Exercise prompt:
Below are records; copy every line among them that contains the word "https".
# # #
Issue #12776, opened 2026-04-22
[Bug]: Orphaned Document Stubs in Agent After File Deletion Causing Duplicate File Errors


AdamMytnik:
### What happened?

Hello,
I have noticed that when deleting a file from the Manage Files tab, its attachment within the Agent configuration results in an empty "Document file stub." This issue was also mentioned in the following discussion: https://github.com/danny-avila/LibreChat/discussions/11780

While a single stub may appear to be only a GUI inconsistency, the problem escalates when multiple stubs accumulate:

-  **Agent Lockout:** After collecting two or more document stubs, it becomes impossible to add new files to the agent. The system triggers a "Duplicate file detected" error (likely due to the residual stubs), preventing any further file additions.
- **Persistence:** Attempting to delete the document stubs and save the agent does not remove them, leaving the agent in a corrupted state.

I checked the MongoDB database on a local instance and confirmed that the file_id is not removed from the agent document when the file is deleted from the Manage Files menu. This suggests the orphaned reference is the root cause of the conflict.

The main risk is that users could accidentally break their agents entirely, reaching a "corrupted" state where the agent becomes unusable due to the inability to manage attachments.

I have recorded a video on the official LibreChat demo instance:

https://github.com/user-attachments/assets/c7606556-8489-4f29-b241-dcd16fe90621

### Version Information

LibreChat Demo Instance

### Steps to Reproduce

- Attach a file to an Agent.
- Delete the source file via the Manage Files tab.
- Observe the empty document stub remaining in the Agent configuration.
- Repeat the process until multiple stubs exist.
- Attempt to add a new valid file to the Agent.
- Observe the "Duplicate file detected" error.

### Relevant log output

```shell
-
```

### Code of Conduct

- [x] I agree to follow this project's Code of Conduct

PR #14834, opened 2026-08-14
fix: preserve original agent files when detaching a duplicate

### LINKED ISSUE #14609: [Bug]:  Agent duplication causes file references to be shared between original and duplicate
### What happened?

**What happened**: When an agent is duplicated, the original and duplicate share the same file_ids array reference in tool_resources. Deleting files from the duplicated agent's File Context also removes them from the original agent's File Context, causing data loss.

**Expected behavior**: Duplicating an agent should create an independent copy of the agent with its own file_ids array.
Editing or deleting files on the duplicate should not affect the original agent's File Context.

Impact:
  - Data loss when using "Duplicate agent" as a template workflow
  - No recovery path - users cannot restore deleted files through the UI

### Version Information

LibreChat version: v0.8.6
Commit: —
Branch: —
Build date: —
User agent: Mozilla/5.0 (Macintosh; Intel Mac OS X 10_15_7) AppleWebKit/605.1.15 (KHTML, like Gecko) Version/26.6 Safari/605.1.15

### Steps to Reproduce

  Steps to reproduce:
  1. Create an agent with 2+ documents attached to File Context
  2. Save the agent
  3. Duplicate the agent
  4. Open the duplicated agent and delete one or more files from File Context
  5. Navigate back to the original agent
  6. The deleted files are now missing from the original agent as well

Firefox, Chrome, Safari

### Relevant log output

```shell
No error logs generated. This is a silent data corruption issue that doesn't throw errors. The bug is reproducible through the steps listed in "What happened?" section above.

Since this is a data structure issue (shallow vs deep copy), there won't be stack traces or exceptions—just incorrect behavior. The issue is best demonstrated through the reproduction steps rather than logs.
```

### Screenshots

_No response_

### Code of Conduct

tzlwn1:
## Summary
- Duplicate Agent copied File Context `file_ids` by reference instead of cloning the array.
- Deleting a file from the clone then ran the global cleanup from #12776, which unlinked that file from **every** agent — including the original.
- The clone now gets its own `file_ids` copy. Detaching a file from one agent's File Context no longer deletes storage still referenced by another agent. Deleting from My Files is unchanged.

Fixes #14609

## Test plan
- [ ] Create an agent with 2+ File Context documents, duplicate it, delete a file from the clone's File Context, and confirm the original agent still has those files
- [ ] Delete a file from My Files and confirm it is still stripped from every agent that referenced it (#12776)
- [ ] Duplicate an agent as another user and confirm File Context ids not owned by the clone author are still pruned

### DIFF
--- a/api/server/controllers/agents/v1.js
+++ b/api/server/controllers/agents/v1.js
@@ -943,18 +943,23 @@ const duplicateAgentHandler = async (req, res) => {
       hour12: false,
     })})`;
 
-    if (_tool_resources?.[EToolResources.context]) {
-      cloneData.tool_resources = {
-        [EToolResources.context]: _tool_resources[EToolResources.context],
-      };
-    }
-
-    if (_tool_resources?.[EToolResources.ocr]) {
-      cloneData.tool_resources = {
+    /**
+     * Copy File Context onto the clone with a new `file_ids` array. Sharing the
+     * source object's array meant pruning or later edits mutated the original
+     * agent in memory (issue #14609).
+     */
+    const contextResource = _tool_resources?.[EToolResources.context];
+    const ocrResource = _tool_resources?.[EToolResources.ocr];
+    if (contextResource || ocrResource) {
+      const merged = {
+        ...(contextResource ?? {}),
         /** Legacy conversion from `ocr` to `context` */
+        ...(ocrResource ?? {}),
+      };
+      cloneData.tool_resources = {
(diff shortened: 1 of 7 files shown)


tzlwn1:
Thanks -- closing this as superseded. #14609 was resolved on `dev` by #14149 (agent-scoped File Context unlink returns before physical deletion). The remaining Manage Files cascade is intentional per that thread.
# # #
Answer area:
I have noticed that when deleting a file from the Manage Files tab, its attachment within the Agent configuration results in an empty "Document file stub." This issue was also mentioned in the following discussion: https://github.com/danny-avila/LibreChat/discussions/11780
https://github.com/user-attachments/assets/c7606556-8489-4f29-b241-dcd16fe90621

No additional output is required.